Ela estava em uma praia particular, logo o fotógrafo não tem direito de entrar lá e tirar fotos suas sem sua autorização (exceto se for algo de interesse público). Mas esse não é o ponto relevante aqui: praias – ao contrário de um quarto em um hotel em Las Vegas – são ambientes abertos e ela sabia do risco de algum fotógrafo, de uma área pública (ou particular pertencente a outrem), tirar fotos suas. O fotografo apenas aproveitou-se de seu descuido em uma área que, embora particular, estava exposta.

Mas o fato de ele ter o direito de ter tirado tais fotos não quer dizer que ele tenha a obrigação de publicá-las (ou deixar de publicá-las). A questão é se tais fotos têm interesse jornalístico ou se existem apenas para saciar nossa curiosidade mórbida. Afinal, qual é a relevância para a sociedade saber se o seios da futura rainha são nesse ou naquele formato, grandes ou pequenos, verdes ou azuis?

Essa é uma questão de certa forma parecida com a enfrentada pelo editor do New York Times ao decidir publicar a foto do embaixador morto.

Aqui a foto claramente têm relevância jornalística: o representante da maior potência mundial na Líbia foi morto em um protesto. Mas a memória do morto – e a privacidade de sua família – também precisam ser respeitadas.

No caso do embaixador, há um outro complicador: a chance da foto ser usada para instigar violência dos dois lados é muito grande.

A solução adotada pelo NYT foi oposta à do tabloide francês: publicar uma foto menos chamativa (no caso, menos violenta) e sem chamar a atenção. Se foi bom senso, filosofias diferentes ou falta de coragem, vai ser um debate sem fim.

O fato é que, em ambos os casos, as publicações que decidiram não divulgar as fotos acabaram perdendo em termos de audiência. Isso porque as fotos foram divulgadas por seus competidores, todo mundo sabe disso, e elas são facilmente localizadas na Internet.

E aqui entra a terceira controvérsia: o tal filme ‘contra’ os muçulmanos que gerou a onda de protestos que causou a morte do embaixador.

O fotografo tem o direito de tirar fotos e o cineasta de filmar. E eles têm o direito de publicar. Isso faz parte de sua liberdade de expressão e liberdade jornalística. Nós, audiência, temos o direito de ler, ver, assistir ou ignorar aquilo que não nos interessa.  Ou seja, temos o direito à informação, mas não a obrigação de consumí-la.

Mas há dois pontos importantes aqui: primeiro, só podemos exercer o direito de nos informarmos se o outro lado exerce seu direito de informar ou se expressar. Mas como ele não tem a obrigação de fazê-lo, nosso direito é dependente da vontade alheia. Se ninguém publica a foto, eu não conseguirei vê-la, ainda que eu tenha tal direito se ela for publicada. Logo, quando o jornalista ou editor está decidindo o que publicar, ele também está decidindo o que podemos consumir.
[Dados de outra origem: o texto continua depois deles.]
PR #10194, opened 2017-04-12
Remove unecessary friend keyword from the class definition

bulldozer00:
The fewer the friends in a C++ code base, the better. Increased readability, less invasive coupling, better style. Also, if used, friend funcs should only declared within the scope of a class, and then defined outside of the class.

### DIFF
--- a/src/coins.h
+++ b/src/coins.h
@@ -134,7 +134,7 @@ public:
     }
 
     //! equality test
-    friend bool operator==(const CCoins &a, const CCoins &b) {
+    bool operator==(const CCoins &a, const CCoins &b) {
          // Empty CCoins objects are always equal.
          if (a.IsPruned() && b.IsPruned())
              return true;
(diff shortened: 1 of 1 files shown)


laanwj:
This breaks the build:
```
In file included from txmempool.h:17:0,
                 from blockencodings.cpp:12:
coins.h:137:53: error: ‘bool CCoins::operator==(const CCoins&, const CCoins&)’ must take exactly one argument
     bool operator==(const CCoins &a, const CCoins &b) {
                                                     ^
coins.h:147:53: error: ‘bool CCoins::operator!=(const CCoins&, const CCoins&)’ must take exactly one argument
     bool operator!=(const CCoins &a, const CCoins &b) {
                                                     ^
```

bulldozer00:
My bad. Put the change in too quick. Should be good to go now?

MarcoFalke:
Please try a `make check`  on your machine.

bulldozer0:
Will do. Won't be able to try/fix locally until /later on today.

bulldozer00:
Ok guys, the unit test that I broke was a good one. By attempting to compare a const object with a non-const one for euality, it showed me that the operator==() and operator!=() functions must be declared as "friends" of the class. Rather than be pedantic and changing the code trivially so that the friend declaration remains within the class but the definition be pulled outside of it, I'm going to close out this pull request.

Sorry for the inconvenience. It's my first try at learning Git, the GitHub workflow, and the Bitcoin build system. I promise to be more careful in the future.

E é aí que a internet muda as regras do jogo: se ele tomar uma decisão diferente da de outros jornalistas, essa informação ainda será acessível a qualquer um com um computador. Logo, criamos um sistema em que – para o bem e para o mal – há um incentivo à divulgação.

O segundo ponto é que ele pode publicar, mas ele não pode adulterar, que é o que aconteceu com o filme. Se o editor muda o artigo de um articulista ou o diretor muda as falas do filme, eles assumem a responsabilidade legal pelo que foi feito. Se o articulista, os atores (ou a duquesa acima) se sentirem ofendidos com a manipulação do texto, filme ou foto, podem processar quem fez as modificações.

Mas isso não resolve a outra parte  da equação: não há mecanismos jurídicos que possibilitem o público que consumiu essa ‘informação incorreta’ a ser ressarcido. Não há como pedir indenização por ter visto uma foto adulterada porque o leitor não tem como mostrar que sofreu uma perda (e tampouco pode processar por ter consumido uma informação irrelevante). O máximo que ele pode fazer é não comprar mais aquele jornal ou assistir aquele canal.